Work instructions:
Among the entries below, find the line with "Closes #24954, closes", then quote it and each following line up to and including the line with "for button version", and nothing else.

[Items from a data source]

:::::

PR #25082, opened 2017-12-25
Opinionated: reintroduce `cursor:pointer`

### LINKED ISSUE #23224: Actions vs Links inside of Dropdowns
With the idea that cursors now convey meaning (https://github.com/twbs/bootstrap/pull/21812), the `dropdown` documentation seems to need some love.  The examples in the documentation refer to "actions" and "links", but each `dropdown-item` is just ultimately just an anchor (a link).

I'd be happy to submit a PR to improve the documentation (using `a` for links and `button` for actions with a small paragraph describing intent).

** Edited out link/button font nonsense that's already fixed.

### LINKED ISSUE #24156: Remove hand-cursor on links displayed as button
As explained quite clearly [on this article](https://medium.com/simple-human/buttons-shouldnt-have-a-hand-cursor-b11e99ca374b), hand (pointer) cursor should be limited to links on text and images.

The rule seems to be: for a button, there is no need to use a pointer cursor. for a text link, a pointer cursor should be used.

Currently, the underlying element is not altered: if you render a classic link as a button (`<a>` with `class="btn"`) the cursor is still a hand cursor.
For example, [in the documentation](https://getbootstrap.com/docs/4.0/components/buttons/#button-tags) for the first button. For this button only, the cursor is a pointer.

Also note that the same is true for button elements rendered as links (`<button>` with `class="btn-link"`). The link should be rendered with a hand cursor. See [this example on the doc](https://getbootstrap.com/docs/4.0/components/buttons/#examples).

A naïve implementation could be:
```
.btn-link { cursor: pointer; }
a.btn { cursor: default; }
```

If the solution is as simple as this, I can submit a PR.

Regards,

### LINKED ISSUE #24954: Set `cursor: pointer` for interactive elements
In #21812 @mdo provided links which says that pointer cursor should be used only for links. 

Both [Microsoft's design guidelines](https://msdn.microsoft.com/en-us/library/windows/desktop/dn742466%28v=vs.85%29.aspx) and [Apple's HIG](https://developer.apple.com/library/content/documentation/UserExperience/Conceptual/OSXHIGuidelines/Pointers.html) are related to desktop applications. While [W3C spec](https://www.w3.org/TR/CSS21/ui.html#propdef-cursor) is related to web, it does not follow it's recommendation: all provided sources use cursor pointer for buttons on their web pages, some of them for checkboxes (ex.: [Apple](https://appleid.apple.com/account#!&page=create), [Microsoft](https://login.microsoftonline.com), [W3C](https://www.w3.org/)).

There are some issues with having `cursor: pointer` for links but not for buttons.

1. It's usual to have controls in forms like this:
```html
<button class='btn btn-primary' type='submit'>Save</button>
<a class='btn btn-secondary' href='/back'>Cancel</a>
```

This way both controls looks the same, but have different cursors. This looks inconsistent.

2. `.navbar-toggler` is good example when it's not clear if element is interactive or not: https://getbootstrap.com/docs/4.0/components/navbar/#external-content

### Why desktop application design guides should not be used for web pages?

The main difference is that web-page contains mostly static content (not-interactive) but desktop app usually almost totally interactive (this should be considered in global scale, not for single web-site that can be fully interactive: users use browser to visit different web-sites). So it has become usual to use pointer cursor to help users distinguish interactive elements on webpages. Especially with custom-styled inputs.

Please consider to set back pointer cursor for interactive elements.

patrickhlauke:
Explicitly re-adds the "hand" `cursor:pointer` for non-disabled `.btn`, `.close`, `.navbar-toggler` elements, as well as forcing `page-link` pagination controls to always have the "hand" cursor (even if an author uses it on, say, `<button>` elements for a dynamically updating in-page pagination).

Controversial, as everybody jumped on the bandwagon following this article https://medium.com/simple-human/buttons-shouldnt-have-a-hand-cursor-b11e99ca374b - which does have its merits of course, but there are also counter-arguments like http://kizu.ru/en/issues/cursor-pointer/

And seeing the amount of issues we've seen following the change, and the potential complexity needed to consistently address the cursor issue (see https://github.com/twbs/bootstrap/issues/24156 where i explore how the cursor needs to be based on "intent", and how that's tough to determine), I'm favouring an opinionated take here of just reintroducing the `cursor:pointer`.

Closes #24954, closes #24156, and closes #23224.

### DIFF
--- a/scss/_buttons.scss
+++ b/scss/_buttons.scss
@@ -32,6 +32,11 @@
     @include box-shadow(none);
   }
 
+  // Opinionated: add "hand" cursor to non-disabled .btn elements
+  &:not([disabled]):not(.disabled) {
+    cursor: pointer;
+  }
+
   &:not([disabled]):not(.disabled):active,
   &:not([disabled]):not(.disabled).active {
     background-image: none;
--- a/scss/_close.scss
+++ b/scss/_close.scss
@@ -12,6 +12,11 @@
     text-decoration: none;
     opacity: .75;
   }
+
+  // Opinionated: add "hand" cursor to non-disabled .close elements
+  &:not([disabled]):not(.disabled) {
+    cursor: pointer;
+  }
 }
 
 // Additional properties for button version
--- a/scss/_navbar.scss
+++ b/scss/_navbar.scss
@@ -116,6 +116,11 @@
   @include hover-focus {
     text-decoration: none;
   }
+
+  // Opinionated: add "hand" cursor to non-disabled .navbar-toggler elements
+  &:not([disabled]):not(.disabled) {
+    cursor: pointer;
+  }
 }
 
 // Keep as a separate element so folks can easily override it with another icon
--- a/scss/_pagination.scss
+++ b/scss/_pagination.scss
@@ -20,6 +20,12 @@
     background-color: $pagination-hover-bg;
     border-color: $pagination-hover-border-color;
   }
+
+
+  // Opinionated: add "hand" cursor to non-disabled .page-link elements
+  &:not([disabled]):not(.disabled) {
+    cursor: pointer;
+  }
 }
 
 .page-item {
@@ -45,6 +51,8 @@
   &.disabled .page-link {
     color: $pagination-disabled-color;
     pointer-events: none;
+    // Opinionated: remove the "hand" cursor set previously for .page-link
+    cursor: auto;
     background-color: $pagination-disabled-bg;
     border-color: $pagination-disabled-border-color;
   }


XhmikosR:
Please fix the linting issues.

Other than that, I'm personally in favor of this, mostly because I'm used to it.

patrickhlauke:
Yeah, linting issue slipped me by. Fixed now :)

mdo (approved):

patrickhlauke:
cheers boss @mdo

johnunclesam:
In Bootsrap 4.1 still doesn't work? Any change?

:::::

Answer:
Closes #24954, closes #24156, and closes #23224.

### DIFF
--- a/scss/_buttons.scss
+++ b/scss/_buttons.scss
@@ -32,6 +32,11 @@
     @include box-shadow(none);
   }
 
+  // Opinionated: add "hand" cursor to non-disabled .btn elements
+  &:not([disabled]):not(.disabled) {
+    cursor: pointer;
+  }
+
   &:not([disabled]):not(.disabled):active,
   &:not([disabled]):not(.disabled).active {
     background-image: none;
--- a/scss/_close.scss
+++ b/scss/_close.scss
@@ -12,6 +12,11 @@
     text-decoration: none;
     opacity: .75;
   }
+
+  // Opinionated: add "hand" cursor to non-disabled .close elements
+  &:not([disabled]):not(.disabled) {
+    cursor: pointer;
+  }
 }
 
 // Additional properties for button version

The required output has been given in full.